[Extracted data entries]

Issue #1549, opened 2022-11-20
[FEATURE REQUEST] Automatically check if .svg files contain widrh and height attributes


Snailedlt:
### I have searched through the issues and didn't find my problem.

- [X] Confirm

### Problem

Icons should use the `viewbox` attribute instead of the `width` and `height` attributes. Atm we have to check this manually when reviewing a PR, but it can easily be automated with `check-bot`

### Possible Solution

Add checks to `check-bot` and respond with an error message if any .svg files in a PR contain width and/or height attributes

Issue #1548, opened 2022-11-20
[FEATURE REQUEST] Automatically check if SVGs contain raster images


Snailedlt:
### I have searched through the issues and didn't find my problem.

- [X] Confirm

### Problem

Currently raster images are allowed in the SVG's by the check-bot. This should not be the case, since raster images are not scalable, and therefore don't belong in our icons.

### Possible Solution

Add checks to `check-bot`. The bot should check for <img> and <image> tags

### Additional information

See #1517 for some examples and more info

lunatic-fox:
Hello there! Perhaps, we can use this regular expression.
```regexp
/="data:image\/.+;base64,/gm
```

Well, let me try to convert it to Python: 😅
```python
import re

# A mockup of a SVG.
svg_body = "<svg>...</svg>"

# Keeps the amount of images/raster founded.
is_img = len(re.findall("=\"data:image\/.+;base64,", svg_body))

if is_img > 0:
  err_msg.append(f"- `{svg_path.name}` has an image/raster within it.")
```
> *This is my first time ever coding in that programming language.*

Snailedlt:
@lunatic-fox no need to re-invent the wheel here. I think we can just re-use what SVGO has here: https://github.com/svg/svgo/blob/ae32acf5144be318872a45f49b3ece50c0a4cb18/plugins/removeRasterImages.js#L24

lunatic-fox:
Hmm, the idea came from [here](https://github.com/devicons/devicon/pull/1554#discussion_r1030304788). They're regex is a step before and it will totally work.

The full regular expression with common image extensions would be something like this:
```regexp
/<image.+(xlink:)?href="data:image\/(png|jpg|jpeg|gif|tiff|svg\+xml|bmp);base64,.+"\/>/gm
```

But since there are more extensions we could reduce to this:
```regexp
/<image.+(xlink:)?href="data:image\/.+;base64,.+"\/>/gm
```

Or to simplify everything we can just ask if the svg has the `<image>` tag, that may be more than enough to know if there's a image/raster. So we can reuse [line 22](https://github.com/svg/svgo/blob/ae32acf5144be318872a45f49b3ece50c0a4cb18/plugins/removeRasterImages.js#L22) instead. 🙂

Snailedlt:
Yeah, seems like a good idea to just generally not allow the image element. That way we disallow raster images and other linked images, so we have the entire source code in our repo instead of linking to external images.

Snailedlt:
[...]

PR #1411, opened 2022-10-02
add feature:icon and enhancement labels automatically

Snailedlt:
## Double check these details before you open a PR

- [x] PR does not match another non-stale PR currently opened

## Features

add ![][~feature:icon] and ![][~enhancement] labels to pull_request_template.md, so that the labels are added automatically when users copy the link

**This PR closes #1399**

## Notes

I think this needs to be merged to master before it takes effect

[~feature:icon]: https://img.shields.io/badge/-feature:icon-6cc43c.svg
[~enhancement]: https://img.shields.io/badge/-enhancement-84b6eb.svg

PR #1405, opened 2022-10-02
Feature/sort devicon json and add sort check

Snailedlt:
## Double check these details before you open a PR

- [x] PR does not match another non-stale PR currently opened

## Features

1. Sort and re-indent `devicon.json`
2. Add check to `check_icon_pr.py` to see if devicon.json is still sorted

**This PR closes #1337, #1327**

## Notes

Please check both if the functionality looks sound, and if the error messages can be improved

PR #1554, opened 2022-11-23
add feature: svgo auto optimization to pull requests

### LINKED ISSUE #1547: [FEATURE REQUEST]: Automatically optimize icons with SVGO

- [X] Confirm

### Problem

Every contributor has to optimize the icons they add. The main way to do this is following [this]() guide, to optimize the icons using SVGOMG (a SVGO UI tool). It would be much better if this process was automated

### Possible Solution

Make a workflow to optimize icons using SVGO. If there is no GitHub Action to do this already, we should consider making one.

1.The workflow should use the same options that are recommended in the aforementioned guide. 
1. The workflow should optimize all .svg icons in a automatically on each push to the PR branch.
1. If we choose to make a GitHub action, the action should be parameterized

### Additional information

_No response_

lunatic-fox:

### In `optimize_icons.yml`
This workflow runs only on pull requests using [**SVGO action**](https://github.com/marketplace/actions/svgo-action) and [**git-auto-commit Action**](https://github.com/stefanzweifel/git-auto-commit-action).

### In `svgo.config.js`
Converts `style` to inline attributes and removes dimensions, raster images and possible script elements.

In `removeAttrs` we can add some unnecessary atributes to be removed. Currently it will remove:
- Empty `fill`
- `stroke` and `stroke` derived attributes like `stroke-width`
- Attributes that begin with `data`
- `enable-background`
- Some that we should handle with care
  - `xml:space`
  - `fill-rule`
  - `clip-rule`

**This PR closes #1547, #1549 and partially #1548**


.github/scripts/svgo.config.js
```diff
@@ -0,0 +1,53 @@
...
+        overrides: {
+          convertStyleToAttrs: true,
+        }
+      }
+    },
+    {
+      name: 'removeRasterImages',
+      params: {
+        overrides: {
+          removeRasterImages: true,
```
Snailedlt, line 26: I think we want to just let the user know that rasterImages can't be used instead of removing them. 

At least we shouldn't remove them automatically imo. It makes it harder to review, since we have to check the previeous commit to know if parts of the logo got removed. If say the shadow was a raster image, and it was removed, then the icon has been modified too much to be usable as an `original` version.

For these reasons think it would be better to just add a raster image check to the `check-bot`, so that we can't merge PRs with raster images in the icons

Snailedlt (changes requested):
Looking forward to this feature, but it's not quite ready yet

.github/scripts/svgo.config.js
```diff
@@ -0,0 +1,53 @@
...
+      name: "removeAttrs",
+      params: {
+        attrs: [
+          'path:fill:none',
+          'xml.space',
+          'enable-background',
+          '^data.+',
+          'stroke.*',
+          'fill-rule',
+          'clip-rule'
```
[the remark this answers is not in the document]
lunatic-fox: `removeDimensions` does it, removing `height` and `width`, and add `viewBox` attribute if is missing.

About second questions. My intention was to read some feedback about them. Then we can convert the settings to a more basic state.

Strokes shouldn't be allowed, but we should be able to see the error first, so I'll be doing some adjustments.

I'll preserve just `path:fill:none` from this plugin, since it cause no problem at all.

.github/scripts/svgo.config.js
lunatic-fox: I'm ok with it. Removing this plugin in next commit! 🙂
> *That other bot to check raster images, should be easy to do, but if it's in Python I rather leave it to other person who knows better how to work with that language.* 😀 *Still, I can help with the Regular Expressions.* 😉

.github/scripts/svgo.config.js
```diff
@@ -0,0 +1,53 @@
...
+    {
+      name: 'removeDimensions',
+      params: {
+        overrides: {
+          removeDimensions: true,
+        }
+      }
+    },
+    {
+      name: 'convertStyleToAttrs',
```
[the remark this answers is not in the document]
lunatic-fox: That's a lot of style. 😎😂
I think `inlineStyles` can group everything by itself, so we would only need to remove this plugin. However I'll be testing it first.
Then, if it works like that, I'll be removing this plugin in next commit, otherwise I'll be incorporating your idea to this set. 😁

Snailedlt (approved):
Looks good as a starting point now. If this has been tested after the latest commit I'm okey with merging it in.

Good job @lunatic-fox ✔️

Snailedlt:
@lunatic-fox This needs to be merged to master for the script to work right?

lunatic-fox:
> @lunatic-fox This needs to be merged to master for the script to work right?

Actually no, it will work as soon as implemented like #1405. 😀

For instance, when the contributor makes a PR, the `new branch` will be based on `develop` branch. And this `new branch` going to be pull requested to `develop`. In summary, both branches have the workflow, the only exception would happen if the contributor base the PR on an old version of `develop` branch.

Snailedlt:
But doesn't the workflow get the config file from the default (master) branch? At least that's the default behaviour for executing scripts from a workflow file iirc

.github/scripts/svgo.config.js
```diff
@@ -0,0 +1,31 @@
+module.exports = {
```
Panquesito7, line 1: Shouldn't we provide this on the root directory? I think it'd be better there, IMO.

lunatic-fox:
As far as I tested, this new feature will work when merged to `develop`.

However, I found some issues when testing.
- ✔ f2175f3858f7e9994d5110046c475c188706ab5d - Fix the bot permission to write and make a new commit.
- ❌ We still need to create a short simple script to add a new line on each optimized SVG file, since SVGO does not do that. This step needs to occur after `ericcornelissen/svgo-action@v3` step.
- ⚠ Maybe, in order to be more selective, we could create a script to look if the file has more than 2 lines, if so activate this action, otherwise skip it. 🤔

Panquesito7:
> We still need to create a short simple script to add a new line on each optimized SVG file, since SVGO does not do that. This step needs to occur after `ericcornelissen/svgo-action@v3` step.

See https://github.com/devicons/devicon/issues/1624 for more information about this.

lunatic-fox:
> But doesn't the workflow get the config file from the default (master) branch? At least that's the default behaviour for executing scripts from a workflow file iirc

As far as I got, the workflow files come from the branch that you're making the PR, that's why the #1332 works even when this feature is not implemented on `master` yet, because contributors are making PRs from `develop` that has this workflow file.

The issue #1411 is some exception and it's more related to templates, not to workflows. 😅

.github/scripts/svgo.config.js
lunatic-fox: In my point of view I don't see why, since this script is related to a specific workflow, differently, for instance, of `gulpfile.js` that is related to the whole project. 🤔

Snailedlt: Are we talking about the file location? If so I agree with @lunatic-fox. Scripts only used in the workflow should be stored in the workflow/script folder :)

Snailedlt (approved):

.github/scripts/svgo.config.js
```diff
@@ -0,0 +1,31 @@
...
+    },
+    {
+      name: 'removeScriptElement',
+      params: {
+        overrides: {
+          removeScriptElement: true,
+        }
+      }
+    },
+    {
```
Panquesito7, line 22: Shouldn't we remove strokes as well?

Panquesito7 (approved):
Otherwise, this is looking great. Thanks! 🚀

.github/scripts/svgo.config.js
Snailedlt: No. The reason is that this might change the icon. In such cases we should instead tell the user that the stroke needs to be removed in another github workflow.

Relevant PR comment: https://github.com/devicons/devicon/pull/1554#discussion_r1030321954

### WHAT THE EXERCISE ASKS
Write out each line of the data that holds the string "related".

### OUTPUT FOR THIS TASK
The issue #1411 is some exception and it's more related to templates, not to workflows. 😅
lunatic-fox: In my point of view I don't see why, since this script is related to a specific workflow, differently, for instance, of `gulpfile.js` that is related to the whole project. 🤔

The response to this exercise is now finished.